Christ Is Risen and Goes Before Us
“Mary Magdalene and the other Mary went away from the tomb quickly, fearful yet overjoyed ,,,” (Matt 28:8).
The first week after Easter presents us with appearance stories from all four gospels: Mary of Magdala encounters Jesus at the tomb; two disciples on the road to Emmaus meet a stranger and learn the meaning of Jesus’ suffering and death; the assembled apostles see, touch and eat with Jesus; some disciples rendezvous with Jesus by the Sea of Tiberias.
These varied accounts tell us that the early church struggled to grasp the implications of this astounding event, which seems to have pierced the time-space continuum and revealed a new meaning and purpose for the world and for human existence in God’s eternal plan.
The church devotes 50 days for us to reflect on this mystery and its implications for us. Our risen Lord is now in the world, so the question for us is how and where can we find him to share in his redemptive life and work? If Jesus is especially with the poor and the oppressed, as he told us he would be (Matt 25), how do we accompany and serve them in the struggle for a more just, peaceful and loving world?
Like the first disciples, we are called to overcome our fears and doubts, open our eyes to Jesus as he walks on the road with us. We will find him in the scriptures and in the breaking of the bread, and we will recognize, touch and eat with him in our faith communities. This is how the resurrection will become real in us and for those who witness our faith in action.

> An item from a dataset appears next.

PR #333, opened 2026-08-13
fix: the auto-nudge status-checks a blocked-on-the-user goal mid-oscillation

ksarma:
## The incident class

A goal blocked on the **user's** decision gets flipped to `working` by judge unblocks that don't actually answer the block — rulings like *"new work was filed on this branch"* or *"answered in passing"* — while the decision is still outstanding. The auto-nudge reads each flip as a stall and fires a status ask at a session that is waiting on a human; the closer then re-files essentially the same block minutes later. Five false status checks in one weekend fired in exactly that blocked↔working ping-pong window, including while the user was actively messaging the session about *other* threads (so "has the user replied since the block" doesn't discriminate).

The world will try to go back to business as usual, but this is no longer possible for us. Everything is changed. We are changed by the promise of new life won for us by Jesus. Each day he turns to us and says, “Come, follow me." By his grace we can change the direction of history, the fate of the earth, and the structures and attitudes that resist God’s will for our world today.
Easter is not a single Sunday but way of life, a daily process of transformation that will bring us both human maturity and the assurance of a divine destiny -- life in God. This is the joy of the Gospel. This the day the Lord as made. Let us be glad and rejoice in it!